I recently read a paper that presented a proof calculus where the verification of whether a given proof is valid was NL-complete. The authors apparently decided that the checking procedure was not local enough, and defined a modified notion of proof where (practically speaking) the execution trace of the dynamic programming algorithm doing the NL-complete checking in polytime was part of the proof. That modified notion of proof could now obviously be verified by very local checks.
I was both negatively shocked and positively surprised by this:
- The negative shock was that this gratuitous size increase of the witness string of an NP problem during a reduction doesn't seem to be penalised or even noticed for the common notions of reduction. I wondered whether there is any way to fix this, but I guess this is a difficult question. But if you know how to fix this, please let me know.

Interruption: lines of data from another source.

PR #202, opened 2023-08-27
fix for issue-201

### LINKED ISSUE #201: Error converting relative paths to absolute paths in Windows if relative path has leading slash or backslash
**Version(s)**
```bash
os-lib release 0.9.1
```

**Describe the bug**
The following idiom is intended to convert a relative path to an absolute path:
```scala
val abspath = Path(relativeDir, pwd)
```
On `Windows`, this idiom fails, due to there being two types of relative path, unlike on other platforms.

Windows paths are described here: [windows-file-path-formats](https://learn.microsoft.com/en-us/dotnet/standard/io/file-path-formats).   A reference to what might be called `rootRelative` is [here.](https://learn.microsoft.com/en-us/dotnet/standard/io/file-path-formats#:~:text=%5CProgram%20Files%5CCustom,the%20current%20drive.)

**To Reproduce**

The following code illustrates the problem with `rootRelative` paths in Windows.
```scala
Example code:

    val p1 = java.nio.file.Paths.get("/omg")
    printf("isAbsolute: %s\n", p1.isAbsolute)
    printf("%s\n", p1)
    printf("%s\n", os.Path("/omg"))
```
Output on Linux or OSX:
```sh
isAbsolute: true
/omg
/omg
```

On Windows:
```sh
isAbsolute: false
\omg
java.lang.IllegalArgumentException: requirement failed: \omg is not an absolute path
        at os.Path.<init>(Path.scala:474)
        at os.Path$.apply(Path.scala:426)
        at oslibChek$package$.main(oslibChek.sc:11)
        at oslibChek$package.main(oslibChek.sc)
```

**Expected behaviour**
A `rootRelative` path is supported by `java.nio.file.Paths.get()` but not by `os.Path()`.

In Windows, calls to `java.io.File#isAbsolute` is insufficient to determine whether a path is relative to `pwd`.
A `rootRelative` paths in `Windows` is relative to the `current working drive` (an immutable value captured at jvm startup).

There are 3 use-cases when creating a `java.nio.file.Path` object:

- path is relative - interpret path as immediately below `pwd`
- path is absolute - `java.nio.file.Paths.get(path)`
- path is `rootRelative` - interpret path as relative to the `current working drive`.

philwalk:
Thanks for a great library!   Hopefully this change will increase interest among windows shell environment developers.

This fixes #201

The essence of the fix is to support paths with a leading slash (`'/' or '\'`) on Windows.

In this PR, this path type is referred to as `driveRelative`, due to subtle differences in how it is handled on `Windows` versus other platforms.

Example code:
```scala
    val p1 = java.nio.file.Paths.get("/omg")
    printf("isAbsolute: %s\n", p1.isAbsolute)
    printf("%s\n", p1)
    printf("%s\n", os.Path("/omg"))
```
Output on Linux or OSX:
```sh
isAbsolute: true
/omg
/omg
```
On Windows:
```scala
isAbsolute: false
\omg
java.lang.IllegalArgumentException: requirement failed: \omg is not an absolute path
        at os.Path.<init>(Path.scala:474)
        at os.Path$.apply(Path.scala:426)
        at oslibChek$package$.main(oslibChek.sc:11)
        at oslibChek$package.main(oslibChek.sc)
```
### Background
On Windows, a `driveRelative` path is considered relative because a drive letter prefix is required to fully resolve it.
Like other platforms, Windows also supports `posix relative` paths, which are relative to the `current working directory`.

Because all platforms, including `Windows`, support absolute paths and `posix relative` paths, it's convenient when writing platform-independent code to view `driveRelative` paths as absolute paths, as they are on other platforms.

On Windows, the `current working drive` is an immutable value that is captured on jvm startup.  Therefore, a `driveRelative` path on Windows unambiguously refers to a unique file with a hidden drive letter.

This PR treats `driveRelative` paths as absolute paths in Windows, and has no effect on other platforms.

#### Making `os/test/src/PathTests` platform independent

This PR enables `Unix()` tests in `os/test/src/PathTests.scala`  so they also verify required semantics in Windows.

### How this PR relates to #170 and #196
The purpose of #196 seems to be to add full support on Windows, without resorting to `java.nio` classes and methods.
The addition of `os.root(...)` or `os.drive(...)` would be convenient for people writing windows-only code, whereas this PR is intended to allow writing platform-independent code, so the concerns seem to be orthogonal. 

It seems important not to alter `Path.segments` in a way that is incompatible with `java.nio` segments.
 
An alternate way to preserve drive letter information would be to add a method to one of the `Path.scala` traits that returns a drive letter if appropriate on `Windows` and an empty String elsewhere.

```scala
trait PathChunk {
  def segments: Seq[String]
  def rootPrefix: String  // empty String, or Windows drive letter
  def ups: Int
}
```

With this approach, the following assertion would be valid on all platforms:

```scala
os.Path(pwd.rootPrefix) ==> pwd
```

Then `driveRoot` in this PR would become `pwd.rootPrefix`.

There is another (perhaps never used?) very subtle feature of `Windows` filesystem:  each drive has a different value for `pwd`.   It may not be necessary to model this in `os-lib`, since these values are immutable in a running jvm, and there are existing workarounds.

### Additional Details regarding unique aspects of Windows Filesystem Paths
For completeness, the following lengthy `scala` REPL session illustrates Path values returned by `java.nio.file.Paths.get()`, some of which might be surprising.
<details>

Relevant information: My system drives are C: and F:, but not J:

First, some unsurprising results:
```scala
c:\work-directory> scala.bat
scala> import java.nio.file.Paths
Welcome to Scala 3.3.1-RC5 (17.0.2, Java OpenJDK 64-Bit Server VM).
Type in expressions for evaluation. Or try :help.

scala> Paths.get("/")
val res0: java.nio.file.Path = \

scala> Paths.get("/").isAbsolute
val res2: Boolean = false

scala> Paths.get("/").toAbsolutePath
val res1: java.nio.file.Path = C:\

scala> Paths.get("c:/").toAbsolutePath
C:\work-directory

scala> Paths.get("f:/").toAbsolutePath
F:\

scala> Paths.get("f:/..").normalize.toAbsolutePath
f:\

scala> Paths.get("c:/..").normalize.toAbsolutePath
c:\
```
Now some less obvious results:
```scala
scala> Paths.get("c:").toAbsolutePath
C:\work-directory

scala> Paths.get("f:").toAbsolutePath
F:\

scala> Paths.get("f:/..").normalize.toAbsolutePath
f:\

scala> Paths.get("c:/..").normalize.toAbsolutePath
c:\

scala> Paths.get("c:..").normalize.toAbsolutePath
C:\work-directory

scala> Paths.get("f:..").normalize.toAbsolutePath
F:\..

scala> Paths.get("F:Users")
val res1: java.nio.file.Path = F:Users

scala> Paths.get("F:Users").toAbsolutePath
val res2: java.nio.file.Path = F:\work-directory\Users

scala> Paths.get("j:").toAbsolutePath
java.io.IOError: java.io.IOException: Unable to get working directory of drive 'J'
  at java.base/sun.nio.fs.WindowsPath.toAbsolutePath(WindowsPath.java:926)
  at java.base/sun.nio.fs.WindowsPath.toAbsolutePath(WindowsPath.java:42)
  ... 35 elided
Caused by: java.io.IOException: Unable to get working directory of drive 'J'
  ... 37 more
```

The error message returned for a non-existing drive  seems to imply that existing drives have a `working directory`.
This is consistent with the `Windows API` as described here:
[GetFullPathNameA](https://learn.microsoft.com/en-gb/windows/win32/api/fileapi/nf-fileapi-getfullpathnamea)

I can set the `working drive` for F: in a `CMD` session before I start up the `jvm`, and it does affect the output of `Paths.get()`.
```CMD
c:\work-directory>F:

f:\>cd work-directory

F:\work-directory>scala.bat
Welcome to Scala 3.3.1-RC5 (17.0.2, Java OpenJDK 64-Bit Server VM).
Type in expressions for evaluation. Or try :help.

scala> import java.nio.file.Paths

scala> Paths.get("/")
val res0: java.nio.file.Path = \

scala> Paths.get("/").toAbsolutePath
val res1: java.nio.file.Path = C:\

scala> Paths.get("f:")
val res2: java.nio.file.Path = f:

scala> Paths.get("f:").toAbsolutePath
val res3: java.nio.file.Path = F:\work-directory

scala> Paths.get("c:").toAbsolutePath
val res4: java.nio.file.Path = C:\work-directory

scala> Paths.get("c:")
val res5: java.nio.file.Path = c:
```

Regarding the interpretation of a drive letter expression not followed by a '/' or '\\', the
rule is that it represents the `working directory` for that drive.

These values are immutable: after the `JVM` starts up it's not possible to change a drive `working directory`.
</details>

### DIFF
--- a/.gitignore
+++ b/.gitignore
@@ -6,8 +6,13 @@ target/
 .project
 .cache
 .sbtserver
+.scala-build/
+.bsp/
 project/.sbtserver
 tags
 nohup.out
 out
 lowered.hnir
+
+# ignore vim swap files
+*.sw[op]
--- a/.gitignore
+++ b/.gitignore
@@ -13,6 +13,3 @@ tags
 nohup.out
 out
 lowered.hnir
-
-# ignore vim swap files
-*.sw[op]
--- a/os/src/Path.scala
+++ b/os/src/Path.scala
@@ -400,10 +400,11 @@ object Path {
 
   def apply[T: PathConvertible](f: T, base: Path): Path = apply(FilePath(f), base)
   def apply[T: PathConvertible](f0: T): Path = {
-    val f = implicitly[PathConvertible[T]].apply(f0)
-    def nioPath = java.nio.file.Paths.get(s"$currentDrive/$f0").normalize
+    // drive letter prefix is empty unless running in Windows.
+    def nioPath = java.nio.file.Paths.get(s"$platformPrefix$f0").normalize
     val normalized = if (rootRelative(f0)) nioPath
     else {
+      val f = implicitly[PathConvertible[T]].apply(f0)
       if (f.iterator.asScala.count(_.startsWith("..")) > f.getNameCount / 2) {
         throw PathError.AbsolutePathOutsideRoot
       }
@@ -440,8 +441,15 @@ object Path {
       }
     }
   }
+  /**
+   * @return true if Windows OS and path begins with slash or backslash.
+   * Examples:
+   *    rootRelative("/Users")   // true in `Windows`, false elsewhere.
+   *    rootRelative("\\Users")  // true in `Windows`, false elsewhere.
+   *    rootRelative("C:/Users") // false always
+   */
   def rootRelative[T: PathConvertible](f0: T): Boolean = {
-    if (currentWorkingDrive.isEmpty) {
+    if (platformPrefix.isEmpty) {
       false // non-Windows os
     } else {
       f0.toString.take(1) match {
@@ -450,11 +458,13 @@ object Path {
       }
     }
   }
-  def currentWorkingDrive: String = Paths.get("").toAbsolutePath.getRoot.toString match {
-    case "/" => ""
-    case s => s"$s/"
+  /**
+   * @return current working drive if Windows, empty string elsewhere.
+   */
+  val platformPrefix: String = Paths.get(".").toAbsolutePath.getRoot.toString match {
+    case "/" => ""   // implies a non-Windows platform
+    case s => s"$s/" // Windows current working drive
   }
-  def currentDrive: Path = Path(currentWorkingDrive)
 }
 
 trait ReadablePath {
--- a/os/src/Path.scala
+++ b/os/src/Path.scala
@@ -237,10 +237,12 @@ sealed trait FilePath extends BasePath {
   def toNIO: java.nio.file.Path
   def resolveFrom(base: os.Path): os.Path
 }
+
 object FilePath {
   def apply[T: PathConvertible](f0: T) = {
-    val f = implicitly[PathConvertible[T]].apply(f0)
-    if (f.isAbsolute) Path(f0)
+    def f = implicitly[PathConvertible[T]].apply(f0)
+    // if Windows semi-absolute path, convert it to an absolute path
+    if (Path.rootRelative(f0) || f.isAbsolute) Path(f0)
     else {
       val r = RelPath(f0)
       if (r.ups == 0) r.asSubPath
@@ -297,7 +299,7 @@ object RelPath {
   def apply[T: PathConvertible](f0: T): RelPath = {
     val f = implicitly[PathConvertible[T]].apply(f0)
 
-    require(!f.isAbsolute, s"$f is not a relative path")
+    require(!f.isAbsolute && !Path.rootRelative(f0), s"$f is not a relative path")
 
     val segments = BasePath.chunkify(f.normalize())
     val (ups, rest) = segments.partition(_ == "..")
@@ -399,11 +401,14 @@ object Path {
   def apply[T: PathConvertible](f: T, base: Path): Path = apply(FilePath(f), base)
   def apply[T: PathConvertible](f0: T): Path = {
     val f = implicitly[PathConvertible[T]].apply(f0)
-    if (f.iterator.asScala.count(_.startsWith("..")) > f.getNameCount / 2) {
-      throw PathError.AbsolutePathOutsideRoot
+    def nioPath = java.nio.file.Paths.get(s"$currentDrive/$f0").normalize
+    val normalized = if (rootRelative(f0)) nioPath
+    else {
+      if (f.iterator.asScala.count(_.startsWith("..")) > f.getNameCount / 2) {
+        throw PathError.AbsolutePathOutsideRoot
+      }
+      f.normalize()
     }
-
-    val normalized = f.normalize()
     new Path(normalized)
   }
 
@@ -435,7 +440,21 @@ object Path {
       }
     }
   }
-
+  def rootRelative[T: PathConvertible](f0: T): Boolean = {
+    if (currentWorkingDrive.isEmpty) {
+      false // non-Windows os
+    } else {
+      f0.toString.take(1) match {
+        case "\\" | "/" => true
+        case _ => false
+      }
+    }
+  }
+  def currentWorkingDrive: String = Paths.get("").toAbsolutePath.getRoot.toString match {
+    case "/" => ""
+    case s => s"$s/"
+  }
+  def currentDrive: Path = Path(currentWorkingDrive)
 }
 
 trait ReadablePath {
--- a/os/src/Path.scala
+++ b/os/src/Path.scala
@@ -401,10 +401,14 @@ object Path {
   def apply[T: PathConvertible](f: T, base: Path): Path = apply(FilePath(f), base)
   def apply[T: PathConvertible](f0: T): Path = {
     // drive letter prefix is empty unless running in Windows.
-    def nioPath = java.nio.file.Paths.get(s"$platformPrefix$f0").normalize
-    val normalized = if (rootRelative(f0)) nioPath
-    else {
-      val f = implicitly[PathConvertible[T]].apply(f0)
+    val normalized = {
+      val f = if (rootRelative(f0)) {
+        Paths.get(s"$platformPrefix$f0")
+      } else {
+        implicitly[PathConvertible[T]].apply(f0)
+      }
+      // in Windows, getNameCount includes the drive letter
+      // but the segment iterator doesn't include it
       if (f.iterator.asScala.count(_.startsWith("..")) > f.getNameCount / 2) {
         throw PathError.AbsolutePathOutsideRoot
       }
@@ -449,11 +453,13 @@ object Path {
    *    rootRelative("\\Users")  // true in `Windows`, false elsewhere.
    *    rootRelative("C:/Users") // false always
    */
-  def rootRelative[T: PathConvertible](f0: T): Boolean = {
+  def rootRelative[T: PathConvertible](f0: T): Boolean = rootRelative(f0.toString)
+
+  def rootRelative(s: String): Boolean = {
     if (platformPrefix.isEmpty) {
       false // non-Windows os
     } else {
-      f0.toString.take(1) match {
+      s.toString.take(1) match {
         case "\\" | "/" => true
         case _ => false
       }
@@ -463,9 +469,9 @@ object Path {
   /**
    * @return current working drive if Windows, empty string elsewhere.
    */
-  val platformPrefix: String = Paths.get(".").toAbsolutePath.getRoot.toString match {
+  lazy val platformPrefix: String = Paths.get(".").toAbsolutePath.getRoot.toString match {
     case "/" => "" // implies a non-Windows platform
-    case s => s"$s/" // Windows current working drive
+    case s => s.take(2) // Windows current working drive (e.g., "C:")
   }
 }
 
@@ -483,7 +489,7 @@ class Path private[os] (val wrapped: java.nio.file.Path)
   def toSource: SeekableSource =
     new SeekableSource.ChannelSource(java.nio.file.Files.newByteChannel(wrapped))
 
-  require(wrapped.isAbsolute, s"$wrapped is not an absolute path")
+  require(wrapped.isAbsolute || Path.rootRelative(wrapped), s"$wrapped is not an absolute path")
   def segments: Iterator[String] = wrapped.iterator().asScala.map(_.toString)
   def getSegment(i: Int): String = wrapped.getName(i).toString
   def segmentCount = wrapped.getNameCount
--- a/os/src/Path.scala
+++ b/os/src/Path.scala
@@ -242,7 +242,7 @@ object FilePath {
   def apply[T: PathConvertible](f0: T) = {
     def f = implicitly[PathConvertible[T]].apply(f0)
     // if Windows root-relative path, convert it to an absolute path
-    if (Path.rootRelative(f0) || f.isAbsolute) Path(f0)
+    if (Path.driveRelative(f0) || f.isAbsolute) Path(f0)
     else {
       val r = RelPath(f0)
       if (r.ups == 0) r.asSubPath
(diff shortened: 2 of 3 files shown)


philwalk:
I inadvertently only compiled and tested these changes with `scala 3`, and am seeing compile errors with `2.11.12`, so more work needed ...

philwalk:
Just noticed that `scalafmt` complained, will push fix.+

lefou (commented):
TBH, I have not completely made up my mind about this issue and your approach to handle it. Nevertheless, thank you for this PR. I already have some review comments to share.

The issue involves file system roots, a topic we have a dedicated issue for (#170) and also a PR (#196). We should aim for a consistent solution for both issues.

os/src/Path.scala
```diff
@@ -435,7 +441,21 @@ object Path {
...
+    if (defaultDrive.isEmpty) {
+      false // non-Windows os
+    } else {
+      f0.toString.take(1) match {
+        case "\\" | "/" => true
+        case _ => false
+      }
+    }
+  }
+  def defaultDrive: String = Paths.get("").toAbsolutePath.getRoot.toString match {
```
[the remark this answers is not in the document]
philwalk: completely agree, `currentWorkingDrive` or even `currDrive` would be much better.

philwalk:
> TBH, I have not completely made up my mind about this issue and your approach to handle it. Nevertheless, thank you for this PR. I already have some review comments to share.
> 
> The issue involves file system roots, a topic we have a dedicated issue for (#170) and also a PR (#196). We should aim for a consistent solution for both issues.

Sounds good.  I will try to see how this PR can be made compatible with (#196).  I assume we want to be compatible with Java's `Paths.get()` behavior if at all possible.

os/test/src/PathTests.scala
```diff
@@ -6,12 +6,15 @@ import os._
 import utest.{assert => _, _}
 import java.net.URI
 object PathTests extends TestSuite {
+  val wintest = Option(System.getenv("WINPATHTEST")).nonEmpty
```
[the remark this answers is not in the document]
philwalk: I added this as a convenience for experimentally enabling all tests in Windows, to see which ones fail and why.  Ideally, the platform-conditional tests can be eliminated or minimized.

philwalk:
I edited in the changes in (#196) and verified no conflicts, so the two PRs should merge without any issues.
Afterwards, I removed the other PR code and did more testing.
I applied your suggestions, made some simplifications, and squashed my commits into one.

os/src/Path.scala
```diff
@@ -435,7 +440,21 @@ object Path {
...
+        case "\\" | "/" => true
+        case _ => false
+      }
+    }
+  }
+  def currentWorkingDrive: String = Paths.get("").toAbsolutePath.getRoot.toString match {
+    case "/" => ""
+    case s => s"$s/"
+  }
+  def currentDrive: Path = Path(currentWorkingDrive)
```
lefou, line 457: Isn't this semantically the same as `root` (or `currentRoot`)?

It may sound as nitpicking, but a "drive" is a Windows-specific term (each drive resembles it own filesystem root), but we may even don't hold a drive letter at all.

lefou (commented):
Sorry for the longish review. I'm still making up my mind about this issue. It's really hard to reason about the specifics of an OS I don't use.

lefou:
Oh, and please avoid squashing while we are in the review process. It hinders to follow the incremental process. We will squash when we merge.

.gitignore
```diff
@@ -6,8 +6,13 @@ target/
...
+.scala-build/
+.bsp/
 project/.sbtserver
 tags
 nohup.out
 out
 lowered.hnir
+
+# ignore vim swap files
+*.sw[op]
```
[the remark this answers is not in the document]
philwalk: I added this after accidentally checking in the `vim` swap files, which is a bit of a nuisance to undo it in a way that doesn't show up in the git log.   I wasn't aware of `.git/info/exclude`, good suggestion.  I'll revert `.gitignore`.

os/src/Path.scala
```diff
@@ -435,7 +440,21 @@ object Path {
...
+    if (currentWorkingDrive.isEmpty) {
+      false // non-Windows os
+    } else {
+      f0.toString.take(1) match {
+        case "\\" | "/" => true
+        case _ => false
+      }
+    }
+  }
+  def currentWorkingDrive: String = Paths.get("").toAbsolutePath.getRoot.toString match {
```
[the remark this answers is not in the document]
philwalk: The two forms always return the same thing, but I agree that your suggestion is more readable.

os/test/src/PathTests.scala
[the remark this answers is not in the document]
philwalk: Some of the tests are currently disabled because expressions that are equal on other platforms differ in `Windows` by the presence or absence of a drive letter.  For example:
```scala
(root / "omg").wrapped == "C:\\omg"
Paths.get("/omg")      == "\\omg"
```
Other tests, as currently written,  are disabled on`Windows` because of mismatch between forward slashes and backslashes.
The following test would fail because "\\src\\main\\scala"  != "/src/main/scala".
```scala
val d = pwd
val abs = d / base
test("Constructor") {
  assert(
    abs.toString.drop(d.toString.length).norm == "/src/main/scala",
    abs.toString.length > d.toString.length
  )
}
```
I will revert `os/test/src/PathTests.scala` and submit a separate PR, since it's a separate concern.

os/src/Path.scala
```diff
@@ -435,7 +440,21 @@ object Path {
       }
     }
   }
-
+  def rootRelative[T: PathConvertible](f0: T): Boolean = {
```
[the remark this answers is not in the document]
philwalk: > Please add some ScalaDoc to make clear what it means and give an example of a `rootRelative` path.

ScalaDoc added.

os/src/Path.scala
philwalk: You are correct, they are the same, although using `os.root` in `os/src/Path.scala` causes circular references at compile time.

philwalk:
> Oh, and please avoid squashing while we are in the review process. It hinders to follow the incremental process. We will squash when we merge.

Makes sense.

philwalk:
After some thought, a better name than `windowsWorkingDrive` or `currentWorkingDrive` is `platformPrefix`.
The idea is that, a platform might require a prefix to resolve a `rootRelative` path.

philwalk:
I have been verifying that this PR fixes the `scala-cli` problem, and I discovered an issue.  I'm now verifying an addition change, and hope to be able to commit soon.

philwalk:
It turns out that the tests in `os/test/src/PathTests.scala` that weren't enabled when building in `Windows` revealed that a `rootRelative` path wasn't being properly checked for `PathError.AbsolutePathOutsideRoot`.

I enabled all `PathsTests.scala` tests, fixing a few of them so they pass or fail, as required.
The previously disabled tests are enabled with flag `enableTests` in place of the `Unix()` reference, to simplify seeing the changes. 

The name `rootRelative` seems misleading to me, because it is an absolute path in almost every sense.   The following expressions are equivalent except for how they are displayed.
```
Path("/omg") == Path(s"$platformPrefix/omg")
```

I just noticed an incorrect comment, I'll fix it.

philwalk:
I manually verified that this fixes the scala-cli bug https://github.com/VirtusLab/scala-cli/issues/2359

os/test/src/PathTests.scala
```diff
@@ -436,5 +439,34 @@ object PathTests extends TestSuite {
...
+      s"$platformPrefix${s.posix}"
+    }
+  }
+  implicit class ExtendOsPath(p: os.Path) {
+    def posix: String = p.toNIO.toString.posix
+    def norm: String = p.toString.norm
+  }
+  implicit class ExtendPath(p: java.nio.file.Path) {
+    def posix: String = p.toString.posix
+    def norm: String = p.toString.norm
```
lihaoyi, line 470: Let's use normal helper methods here, rather than extension methods, unless we have good reason to do otherwise.

os/test/src/PathTests.scala
```diff
@@ -3,17 +3,20 @@ package test.os
 import java.nio.file.Paths
 
 import os._
+import os.Path.{platformPrefix}
 import utest.{assert => _, _}
 import java.net.URI
 object PathTests extends TestSuite {
+  def enableTest = true
```
lihaoyi, line 10: If `enableTest` is `true`, we should be able to remove it and remove all the conditionals guarding the test cases

os/src/Path.scala
```diff
@@ -398,12 +400,18 @@ object Path {
...
+    // drive letter prefix is empty unless running in Windows.
+    val normalized = {
+      val f = if (rootRelative(f0)) {
+        Paths.get(s"$platformPrefix$f0")
+      } else {
+        implicitly[PathConvertible[T]].apply(f0)
+      }
+      if (f.iterator.asScala.count(_.startsWith("..")) > f.getNameCount / 2) {
+        throw PathError.AbsolutePathOutsideRoot
+      }
```
lihaoyi, line 412: We can re-arrange this to move the `throw` outside of the `val normalized`? All these are method-local `val`s anyway, so there's no visibility/privacy concerns, and it would be nice to remove a layer of nesting

lihaoyi:
Ieft a few comments. I am also not super familiar with windows, but if the old tests continue passing and the new tests pass then that gives us some confidence.

@philwalk could you update the PR description to:

1. Remove all the stuff about Scala-CLI. Linking to the issue in Scala-CLI should be enough for people to follow, but for a PR to OS-Lib the description of the problem should focus on exactly what's the problem with OS-Lib and not how it manifests in some downstream project

2. Explain what your solution is, in english. We already have your code in the diff, but it would be much easier to review for us and for future maintainers if the PR description had an english summary of your changes explaining what changes you needed to make, where, and why.

After that, I think I'd be OK with merging this, unless @lefou has any other concerns

os/src/Path.scala
```diff
@@ -436,6 +444,33 @@ object Path {
...
+  /**
+   * @return true if Windows OS and path begins with slash or backslash.
+   * Examples:
+   *    rootRelative("/Users")   // true in `Windows`, false elsewhere.
+   *    rootRelative("\\Users")  // true in `Windows`, false elsewhere.
+   *    rootRelative("C:/Users") // false always
+   */
+  def rootRelative[T: PathConvertible](f0: T): Boolean = rootRelative(f0.toString)
+
+  def rootRelative(s: String): Boolean = {
```
lihaoyi, line 456: Do we need this overload, given that the `implicit object StringConvertible extends PathConvertible[String]` already exists? If not we should remove it

os/test/src/PathTests.scala
philwalk: I'll remove them.

os/src/Path.scala
philwalk: Combined the two:
```scala
  def rootRelative[T: PathConvertible](f0: T): Boolean = {
    if (platformPrefix.isEmpty) {
      false // non-Windows os
    } else {
      f0.toString.take(1) match {
        case "\\" | "/" => true
        case _ => false
      }
    }
  }
```

os/src/Path.scala
philwalk: done.

os/test/src/PathTests.scala
philwalk: done (will push changes soon)

philwalk:
> After that, I think I'd be OK with merging this, unless @lefou has any other concerns
All your suggestions are implemented, thanks for the feedback!

philwalk:
I merged #196 with this PR as an experiment, and all tests pass, although I think there may be a simplification to this PR that is now possible.

os/src/Path.scala
```diff
@@ -436,6 +441,32 @@ object Path {
...
+        case _ => false
+      }
+    }
+  }
+
+  /**
+   * @return current working drive if Windows, empty string elsewhere.
+   * Paths.get(platformPrefix) == current working directory on all platforms.
+   */
+  lazy val platformPrefix: String = Paths.get(".").toAbsolutePath.getRoot.toString match {
```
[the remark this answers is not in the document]
philwalk: How about `drivePrefix`?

- The positive surprise was that their trick seems to be applicable to arbitrary problems from NP to make the verification of the witness string locally checkable. The idea is to just declare the execution trace of the PTime verification algorithm to be a part of the witness string.
Is the observation correct that the extended witness string still satisfies the polynomial size bounds as required by the definition of NP? What is the correct notion to capture what is meant by "can be verified by very local checks"? I initially proposed ALogTime, but the comments by Kaveh and Emil Jeřábek indicate that DLogTime-uniform AC0 would be more appropriate (and that coNLogTime is already sufficient).
Note that
coNLogTime $\subset$ DLogTime-uniform AC0 $\subset$ ALogTime and
ALogTime = DLogTime-uniform NC1 = $U_{E^*}$-uniform NC1 $\subset$ L-uniform NC1.
and that the abstract of The Boolean formula value problem is in ALOGTIME by Sam Buss says
These results are optimal since the Boolean formula value problem is complete for alternating log time under deterministic log time reductions.